Una passeggiata, una gita in macchina, lo sport, la colazione assieme al mattino, starsene avvinghiati sul divano a vedere per la millesima volta magari lo stesso cartone di Peppa Pig e della Sirenetta, mentre la loro barba ti pizzica sulle guance. Vorresti anche tu che questo fosse per sempre, lo speri perché l’ hai già da tempo barattato con tutto quello che di sorprendente, avventuroso ed estatico pensavi di poterti ancora permettere per la tua personale gioia.
Ma un pensiero fisso e straziante non ti abbandona: vedi quel ragazzone inerme e tenero, per quanto sembri possente come un orco, nelle mani di quei lazzaroni di operatori con i guanti e il camice.
Lo vedi nudo buttato per terra, terrorizzato che si copre le orecchie e chiude gli occhi, lo vedi preso a calci, trascinato per terra sbeffeggiato e irriso. Lo vedi nelle condizioni dei poveri uomini e donne di Decimomannu, di cui abbiamo raccontato oggi lo strazio.
Lo stesso identico set di una settimana fa nel bell’ istituto dei santi padri Camilliani dei Castelli Romani. Stesse stanze vuote, pavimenti sudici, pareti scrostate da galera. Persino i protagonisti sembrano avere la stessa maniera di muoversi, gli stessi abiti, le stesse corporature.

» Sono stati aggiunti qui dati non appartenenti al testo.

PR #6428, opened 2020-09-11
[MM-27397] Add marketplace search term to telemetry event

hanzei:
#### Summary
Send the search term as part of the telemetry event. This allows for better analytics on which plugins are requested.

#### Ticket Link
https://mattermost.atlassian.net/browse/MM-27397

Non più tardi di sabato scorso avevo parlato con una madre, da anni è in causa con un signore che ancora da una di quelle parti ha la responsabilità di disabili, sotto la sua direzione qualcuno spaccò la mandibola e varie altre cose a un suo fratello disabile psichiatrico.
Ecco amici perché non sono più lo stesso: più vedo, più leggo e più scrivo di queste cose, più immagino il mio Tommy e i suoi teppautistici compagni di viaggio già sulla tradotta per essere deportati in uno di quei lager, quando io non ce la farò proprio più a tenerlo con me.
Non mi ricordate le nottate a bere Margarita, le fughe scavezzacollo, le follie per le piazze a sollevare donne per me mai troppo leggere, le mie infami invenzioni e le mie indicibili intenzioni…
Scusatemi lo so che vi ho fatto divertire tanto. Anche io mi sono tanto divertito con voi…
Ma ora non riesco a pensare ad altro che a questo.
Nemmeno una settimana fa scrivevo questo. Cosa scriverò tra una settimana?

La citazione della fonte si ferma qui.